Text and Embedding Operations
Text Splitting
from cocoindex.ops.text import RecursiveSplitter, detect_code_language
splitter = RecursiveSplitter()
language = detect_code_language(filename="example.py")
chunks = splitter.split(text, chunk_size=1000, chunk_overlap=200, language=language)
Embeddings
from cocoindex.ops.sentence_transformers import SentenceTransformerEmbedder
embedder = SentenceTransformerEmbedder("sentence-transformers/all-MiniLM-L6-v2")

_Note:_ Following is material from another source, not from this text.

PR #1525, opened 2020-12-07
fix GBA ROM header

mogenson:
Populate the GBA ROM header so that emulators and physical Game Boy Advance consoles recognize the ROM as a valid game.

embedding = await embedder.embed(text)
CLI Commands
cocoindex init my-project
cocoindex update main.py
cocoindex update main.py:my_app
cocoindex update main.py -L
cocoindex update main.py --full-reprocess
cocoindex drop main.py [-f]
cocoindex ls [main.py]
cocoindex show main.py [--tree]
Best Practices
1. Use @coco.fn on All Processing Functions
Every function that participates in the pipeline (declares target states, calls mount APIs, etc.) must be decorated with @coco.fn.
2. Add Memoization for Expensive Operations
@coco.fn(memo=True)
async def process_chunk(chunk, table):
embedding = await embedder.embed(chunk.text)
table.declare_row(...)
3. Use Stable Component Paths
coco.component_subpath("file", str(file.file_path.path))

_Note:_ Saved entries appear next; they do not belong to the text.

PR #1561, opened 2021-01-05
Support for STM32L0 MCUs and Dragino LGT92 device

ofauchon:
This PR provides support for : 

- STM32L0 microcontroller series. 
- Dragino LGT92 device (which is based on stm32l072czt6  )

Working:  

 - LPUART and UART
 - GPIOs
 - SPI
 - Timers

Not working yet: 

- i2c
- power saving (LP modes)


src/machine/board_lgt92.go
```diff
@@ -0,0 +1,107 @@
...
+
+package machine
+
+import (
+	"device/stm32"
+	"runtime/interrupt"
+)
+
+const (
+	LED1 = PA12
```
aykevl, line 11: Can you also add this?

```go
	LED = LED1
```

Many examples use `machine.LED` for the first (or only) LED available.

src/machine/board_lgt92.go
```diff
@@ -0,0 +1,107 @@
...
+	stm32.RCC.AHBENR.SetBits(stm32.RCC_AHBENR_MIFEN)
+
+	// Enable Leds GPIO output
+	LED_RED.Configure(PinConfig{Mode: PinOutput})
+	LED_GREEN.Configure(PinConfig{Mode: PinOutput})
+	LED_BLUE.Configure(PinConfig{Mode: PinOutput})
+
+	LED_RED.Low()
+	LED_GREEN.Low()
+	LED_BLUE.Low()
```
aykevl: Why are you doing this in the board file?

- Configuring outputs needs to be done by the program, unless it's really necessary they should be configured by a program that wants to use these LEDs.
- Is there any support for EEPROM? If not, I would suggest leaving it disabled (enabling unused peripherals may cost power).
- If you need to enable the GPIO peripheral (`stm32.RCC.IOPENR.SetBits(stm32.RCC_IOPENR_IOPAEN)`), this should be done in `Pin.Configure`. It looks like this is already done, so these lines are unnecessary.

src/machine/machine_stm32l0.go
```diff
@@ -0,0 +1,193 @@
...
+	case 2:
+		return stm32.GPIOC
+	case 3:
+		return stm32.GPIOD
+	case 4:
+		return stm32.GPIOE
+		//	case 5:
+		//		return stm32.GPIOF
+		//	case 6:
+		//		return stm32.GPIOG
```
aykevl: If `GPIOF` etc. don't exist, you don't need to include them here. If you want to explain why you left them out, you could add a comment saying "GPIOF etc. do not exist on this chip".

src/machine/machine_stm32l0.go
```diff
@@ -0,0 +1,193 @@
...
+	case unsafe.Pointer(stm32.SPI1): // SPI1 clock enable
+		stm32.RCC.APB2ENR.SetBits(stm32.RCC_APB2ENR_SPI1EN)
+	case unsafe.Pointer(stm32.ADC): // ADC clock enable
+		stm32.RCC.APB2ENR.SetBits(stm32.RCC_APB2ENR_ADCEN)
+	case unsafe.Pointer(stm32.USART1): // USART1 clock enable
+		stm32.RCC.APB2ENR.SetBits(stm32.RCC_APB2ENR_USART1EN)
+		//	case unsafe.Pointer(stm32.TIM8): // TIM8 clock enable
+		//		stm32.RCC.APB2ENR.SetBits(stm32.RCC_APB2ENR_TIM8EN)
+		//	case unsafe.Pointer(stm32.TIM1): // TIM1 clock enable
+		//		stm32.RCC.APB2ENR.SetBits(stm32.RCC_APB)
```
aykevl: This is again code that should be removed: TIM1 and TIM8 do not seem to exist on this chip.

src/machine/machine_stm32l0x2.go
```diff
@@ -0,0 +1,108 @@
...
+		localFrequency = localFrequency * 2
+	}
+
+	// set frequency dependent on PCLK prescaler. Since these are rather weird
+	// speeds due to the CPU freqency, pick a range up to that frquency for
+	// clients to use more human-understandable numbers, e.g. nearest 100KHz
+
+	// These are based on APB2 clock frquency (84MHz on the discovery board)
+	// TODO: also include the MCU/APB clock setting in the equation
+	switch true {
```
aykevl: You can leave out the `true` here, a switch can also work as a replacement for a long `if` / `else if` / `else` chain.

```suggestion
	switch {
```

src/machine/machine_stm32l0x2.go
```diff
@@ -0,0 +1,108 @@
...
+		conf = stm32.SPI_PCLK_8
+		// NOTE: many SPI components won't operate reliably (or at all) above 10MHz
+		// Check the datasheet of the part
+	case localFrequency < 21000000:
+		conf = stm32.SPI_PCLK_4
+	case localFrequency < 42000000:
+		conf = stm32.SPI_PCLK_2
+	default:
+		// None of the specific baudrates were selected; choose the lowest speed
+		conf = stm32.SPI_PCLK_256
```
aykevl: Ideally we'd default to 4MHz, but if that is not possible you could use a value just below that.
You can add such a check at the top by checking for 0:

```go
if config.Frequency == 0 {
    config.Frequency = 4e6
}
```

src/machine/machine_stm32l0x2.go
```diff
@@ -0,0 +1,108 @@
...
+
+	// set frequency dependent on PCLK prescaler. Since these are rather weird
+	// speeds due to the CPU freqency, pick a range up to that frquency for
+	// clients to use more human-understandable numbers, e.g. nearest 100KHz
+
+	// These are based on APB2 clock frquency (84MHz on the discovery board)
+	// TODO: also include the MCU/APB clock setting in the equation
+	switch true {
+	case localFrequency < 328125:
+		conf = stm32.SPI_PCLK_256
```
aykevl: It would be useful to make this calculation explicit. For example:

```go
const apb2Frequency = 84e6

// ...

switch {
case localFrequency >= apb2Frequency / 2:
    conf = stm32.SPI_PCLK_2
case localFrequency >= apb2Frequency / 4:
    conf = stm32.SPI_PCLK_4
// ...
case localFrequency >= apb2Frequency / 128:
    conf = stm32.SPI_PCLK_128
default:
    conf = stm32.SPI_PCLK_256
}
```

This way the calculation is very explicit. This kind of calculation is always done at compile time, so you don't need to worry about any overhead it might introduce.
You can take a look here as an example: https://github.com/tinygo-org/tinygo/pull/1446

targets/stm32l0x2.json
```diff
@@ -0,0 +1,22 @@
...
+    "cflags": [
+        "--target=armv6m-none-eabi",
+        "-Qunused-arguments"
+    ],
+    "linkerscript": "targets/stm32l072czt6.ld",
+    "extra-files": [
+        "src/device/stm32/stm32l0x2.s"
+    ],
+    "flash-method": "openocd",
+    "openocd-interface": "stlink-v2",
```
aykevl:
```suggestion
```

These two lines are specific to the board, so shouldn't be in the chip specification.

targets/stm32l0x2.json
```diff
@@ -0,0 +1,22 @@
...
+    "build-tags": [
+        "stm32l0",
+        "stm32l0x2",
+        "stm32"
+    ],
+    "cflags": [
+        "--target=armv6m-none-eabi",
+        "-Qunused-arguments"
+    ],
+    "linkerscript": "targets/stm32l072czt6.ld",
```
aykevl:
```suggestion
```

Because this linker script is for a more specific chip (with a given amount of memory), it shouldn't be included in the more generic chip family specification.

aykevl (commented):
Thank you, looks good to me! I have a number of code cleanliness issues but nothing major.

aykevl:
And before I forget: can you also add a smoke test to the Makefile? You can see a list of commands there already to run the smoke tests.

src/machine/board_lgt92.go
ofauchon: Done

ofauchon:
Hi @aykevl,

Thanks for your detailed review, and all the suggestions. 
I think I made all the proposed changes. 

Please tell me if you have other improvements.

Olivier

aykevl (approved):
Thank you for the fixes! Looks good to me now.

deadprogram:
I will squash/merge this PR now. Thank you very much for the contribution @ofauchon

coco.component_subpath("record", record.id)
coco.component_subpath("file", file)
coco.component_subpath("idx", idx)
4. Use Context for Shared Resources
@coco.lifespan
async def coco_lifespan(builder: coco.EnvironmentBuilder) -> AsyncIterator[None]:
async with await asyncpg.create_pool(DATABASE_URL) as pool:
builder.provide(PG_DB, pool)
yield
5. Use Annotated[NDArray, CONTEXT_KEY] for Vectors
EMBEDDER = coco.ContextKey[SentenceTransformerEmbedder]("embedder")
@dataclass
class Record:
vector: Annotated[NDArray, EMBEDDER]
6. Use Convenience APIs for Targets
table = await postgres.mount_table_target(
PG_DB,
table_name="my_table",
table_schema=await postgres.TableSchema.from_class(MyRecord, primary_key=["id"]),
)
Troubleshooting
Everything Reprocessing
Add memo=True to expensive functions:
@coco.fn(memo=True)
async def process_item(item):
...
Memoization Not Working
Check component paths are stable. Use stable IDs, not object references.
Resources
references/
External
Version Note
This skill is for CocoIndex >=1.0.0 (v1). It uses a completely different API from v0.